Reproduce exactly, and only, the lines below from the one containing "bridge too far." through the one containing "artfwo: hmm, but".

** Provided material follows **

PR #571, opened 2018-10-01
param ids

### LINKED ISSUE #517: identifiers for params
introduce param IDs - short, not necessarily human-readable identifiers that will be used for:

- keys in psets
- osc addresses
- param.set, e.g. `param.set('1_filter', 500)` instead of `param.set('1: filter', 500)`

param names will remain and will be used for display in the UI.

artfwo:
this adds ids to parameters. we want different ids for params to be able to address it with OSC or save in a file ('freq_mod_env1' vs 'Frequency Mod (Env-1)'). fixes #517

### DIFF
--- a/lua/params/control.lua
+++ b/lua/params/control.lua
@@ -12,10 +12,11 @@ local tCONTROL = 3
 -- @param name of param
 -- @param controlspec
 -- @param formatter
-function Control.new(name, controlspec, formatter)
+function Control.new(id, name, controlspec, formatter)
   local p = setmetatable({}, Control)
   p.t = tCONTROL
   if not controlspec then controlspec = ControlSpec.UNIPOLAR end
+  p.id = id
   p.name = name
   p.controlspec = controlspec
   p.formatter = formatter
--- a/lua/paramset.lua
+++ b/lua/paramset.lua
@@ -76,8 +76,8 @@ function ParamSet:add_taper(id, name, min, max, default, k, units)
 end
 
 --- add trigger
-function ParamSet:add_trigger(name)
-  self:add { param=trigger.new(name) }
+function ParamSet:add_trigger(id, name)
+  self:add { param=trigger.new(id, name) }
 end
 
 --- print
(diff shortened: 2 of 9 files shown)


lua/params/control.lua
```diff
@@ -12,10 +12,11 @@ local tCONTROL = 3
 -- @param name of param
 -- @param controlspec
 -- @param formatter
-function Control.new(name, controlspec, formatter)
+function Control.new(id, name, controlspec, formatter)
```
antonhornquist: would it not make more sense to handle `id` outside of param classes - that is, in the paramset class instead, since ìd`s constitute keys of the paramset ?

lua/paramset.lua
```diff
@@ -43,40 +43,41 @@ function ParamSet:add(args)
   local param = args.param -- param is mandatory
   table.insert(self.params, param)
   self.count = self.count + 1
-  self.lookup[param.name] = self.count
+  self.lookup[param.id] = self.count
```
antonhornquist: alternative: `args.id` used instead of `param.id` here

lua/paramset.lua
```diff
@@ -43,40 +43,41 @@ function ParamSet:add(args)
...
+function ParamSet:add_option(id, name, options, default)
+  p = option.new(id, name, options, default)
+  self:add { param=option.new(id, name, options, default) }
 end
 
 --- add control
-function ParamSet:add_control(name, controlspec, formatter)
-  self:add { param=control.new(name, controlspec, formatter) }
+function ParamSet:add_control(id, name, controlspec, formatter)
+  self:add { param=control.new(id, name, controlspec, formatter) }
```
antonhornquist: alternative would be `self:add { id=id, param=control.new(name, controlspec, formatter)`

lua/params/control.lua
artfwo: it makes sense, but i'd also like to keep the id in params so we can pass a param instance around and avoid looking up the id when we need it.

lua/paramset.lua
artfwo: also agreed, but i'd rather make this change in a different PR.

** End of Provided material **
** Provided material follows **

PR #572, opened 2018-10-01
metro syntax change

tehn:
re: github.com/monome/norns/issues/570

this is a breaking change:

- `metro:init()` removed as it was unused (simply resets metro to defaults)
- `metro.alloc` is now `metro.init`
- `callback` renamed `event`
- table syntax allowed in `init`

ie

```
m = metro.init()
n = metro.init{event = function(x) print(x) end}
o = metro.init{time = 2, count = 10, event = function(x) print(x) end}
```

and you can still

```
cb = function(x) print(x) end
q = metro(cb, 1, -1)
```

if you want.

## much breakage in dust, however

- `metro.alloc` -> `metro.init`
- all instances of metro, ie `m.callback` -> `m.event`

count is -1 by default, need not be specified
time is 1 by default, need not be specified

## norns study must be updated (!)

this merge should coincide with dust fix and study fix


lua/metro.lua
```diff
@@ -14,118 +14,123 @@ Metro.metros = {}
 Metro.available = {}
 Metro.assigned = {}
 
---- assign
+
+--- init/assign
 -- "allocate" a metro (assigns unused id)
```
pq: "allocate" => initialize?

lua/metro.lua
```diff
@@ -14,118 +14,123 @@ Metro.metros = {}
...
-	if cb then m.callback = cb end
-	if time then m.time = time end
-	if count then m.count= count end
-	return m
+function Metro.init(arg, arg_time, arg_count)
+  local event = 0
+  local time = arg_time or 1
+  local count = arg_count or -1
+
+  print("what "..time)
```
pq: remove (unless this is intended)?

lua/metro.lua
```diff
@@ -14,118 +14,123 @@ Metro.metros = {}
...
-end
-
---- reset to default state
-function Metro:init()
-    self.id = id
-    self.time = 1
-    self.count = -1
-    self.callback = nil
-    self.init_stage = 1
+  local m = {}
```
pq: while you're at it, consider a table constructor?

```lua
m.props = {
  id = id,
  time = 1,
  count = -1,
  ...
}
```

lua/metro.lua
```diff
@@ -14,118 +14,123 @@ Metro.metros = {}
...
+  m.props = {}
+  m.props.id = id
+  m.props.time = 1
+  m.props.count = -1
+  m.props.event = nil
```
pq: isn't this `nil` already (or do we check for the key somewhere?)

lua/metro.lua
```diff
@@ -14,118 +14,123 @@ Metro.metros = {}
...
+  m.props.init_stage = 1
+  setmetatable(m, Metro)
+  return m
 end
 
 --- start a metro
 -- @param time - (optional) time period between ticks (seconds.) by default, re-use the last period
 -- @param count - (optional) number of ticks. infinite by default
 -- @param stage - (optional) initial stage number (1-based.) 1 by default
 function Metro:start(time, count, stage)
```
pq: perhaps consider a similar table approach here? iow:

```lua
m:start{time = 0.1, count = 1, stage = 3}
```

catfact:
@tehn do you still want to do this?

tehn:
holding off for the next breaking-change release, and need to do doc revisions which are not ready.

** End of Provided material **
** Provided material follows **

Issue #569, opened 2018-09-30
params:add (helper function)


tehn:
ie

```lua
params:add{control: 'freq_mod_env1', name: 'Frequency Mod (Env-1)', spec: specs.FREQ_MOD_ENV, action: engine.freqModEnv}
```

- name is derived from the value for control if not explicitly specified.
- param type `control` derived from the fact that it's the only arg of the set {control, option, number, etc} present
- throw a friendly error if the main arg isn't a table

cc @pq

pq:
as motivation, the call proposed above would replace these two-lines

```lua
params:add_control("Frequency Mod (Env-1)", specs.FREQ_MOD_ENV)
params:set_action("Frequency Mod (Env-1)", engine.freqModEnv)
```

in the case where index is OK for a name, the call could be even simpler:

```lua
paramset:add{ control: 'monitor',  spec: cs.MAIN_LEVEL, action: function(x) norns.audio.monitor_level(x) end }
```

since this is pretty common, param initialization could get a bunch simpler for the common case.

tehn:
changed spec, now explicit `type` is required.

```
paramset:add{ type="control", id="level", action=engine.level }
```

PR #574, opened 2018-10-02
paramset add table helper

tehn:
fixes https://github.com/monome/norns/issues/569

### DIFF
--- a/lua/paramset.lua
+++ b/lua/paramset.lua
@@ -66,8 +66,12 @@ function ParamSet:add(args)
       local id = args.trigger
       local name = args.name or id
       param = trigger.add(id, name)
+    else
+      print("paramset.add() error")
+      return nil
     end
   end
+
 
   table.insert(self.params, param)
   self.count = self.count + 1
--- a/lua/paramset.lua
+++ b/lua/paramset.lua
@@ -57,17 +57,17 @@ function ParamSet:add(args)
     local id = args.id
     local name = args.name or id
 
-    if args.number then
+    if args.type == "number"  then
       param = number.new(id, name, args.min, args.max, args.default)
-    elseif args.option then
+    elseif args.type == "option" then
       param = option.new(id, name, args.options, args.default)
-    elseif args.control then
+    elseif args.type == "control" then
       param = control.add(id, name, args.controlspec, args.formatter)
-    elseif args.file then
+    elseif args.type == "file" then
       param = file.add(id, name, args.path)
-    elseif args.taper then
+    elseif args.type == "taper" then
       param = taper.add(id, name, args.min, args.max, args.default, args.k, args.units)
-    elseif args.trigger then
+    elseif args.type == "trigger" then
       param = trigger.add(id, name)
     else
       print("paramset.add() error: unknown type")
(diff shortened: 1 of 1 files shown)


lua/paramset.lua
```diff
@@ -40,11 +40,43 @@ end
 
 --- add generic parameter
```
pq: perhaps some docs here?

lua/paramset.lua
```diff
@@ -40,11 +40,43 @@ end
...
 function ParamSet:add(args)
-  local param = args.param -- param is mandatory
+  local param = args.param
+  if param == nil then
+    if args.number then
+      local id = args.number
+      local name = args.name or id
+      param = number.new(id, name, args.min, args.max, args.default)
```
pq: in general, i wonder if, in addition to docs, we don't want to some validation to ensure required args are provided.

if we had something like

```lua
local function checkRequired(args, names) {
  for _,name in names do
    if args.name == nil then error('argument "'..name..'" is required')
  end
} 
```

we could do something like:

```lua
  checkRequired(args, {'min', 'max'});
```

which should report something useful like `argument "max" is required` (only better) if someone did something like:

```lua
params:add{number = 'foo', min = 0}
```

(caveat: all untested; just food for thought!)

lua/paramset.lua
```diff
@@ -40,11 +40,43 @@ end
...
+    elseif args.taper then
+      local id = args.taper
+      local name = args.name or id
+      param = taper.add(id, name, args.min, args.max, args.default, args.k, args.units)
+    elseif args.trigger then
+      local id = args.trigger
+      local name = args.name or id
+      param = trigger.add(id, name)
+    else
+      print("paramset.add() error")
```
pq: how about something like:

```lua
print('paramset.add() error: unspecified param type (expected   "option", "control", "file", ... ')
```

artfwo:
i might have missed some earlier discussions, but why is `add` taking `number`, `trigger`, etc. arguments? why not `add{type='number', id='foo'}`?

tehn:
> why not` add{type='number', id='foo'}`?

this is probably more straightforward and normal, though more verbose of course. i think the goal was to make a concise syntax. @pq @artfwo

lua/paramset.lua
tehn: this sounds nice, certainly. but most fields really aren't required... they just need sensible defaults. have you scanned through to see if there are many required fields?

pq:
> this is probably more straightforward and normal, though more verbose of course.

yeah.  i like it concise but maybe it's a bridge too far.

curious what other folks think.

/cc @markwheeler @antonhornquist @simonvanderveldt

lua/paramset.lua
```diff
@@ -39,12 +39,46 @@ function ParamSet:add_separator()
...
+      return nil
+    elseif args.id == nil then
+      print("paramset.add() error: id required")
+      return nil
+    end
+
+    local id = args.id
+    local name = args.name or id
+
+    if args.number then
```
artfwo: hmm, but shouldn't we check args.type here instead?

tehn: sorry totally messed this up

** End of Provided material **

» Answer area:
yeah.  i like it concise but maybe it's a bridge too far.

curious what other folks think.

/cc @markwheeler @antonhornquist @simonvanderveldt

lua/paramset.lua
```diff
@@ -39,12 +39,46 @@ function ParamSet:add_separator()
...
+      return nil
+    elseif args.id == nil then
+      print("paramset.add() error: id required")
+      return nil
+    end
+
+    local id = args.id
+    local name = args.name or id
+
+    if args.number then
```
artfwo: hmm, but shouldn't we check args.type here instead?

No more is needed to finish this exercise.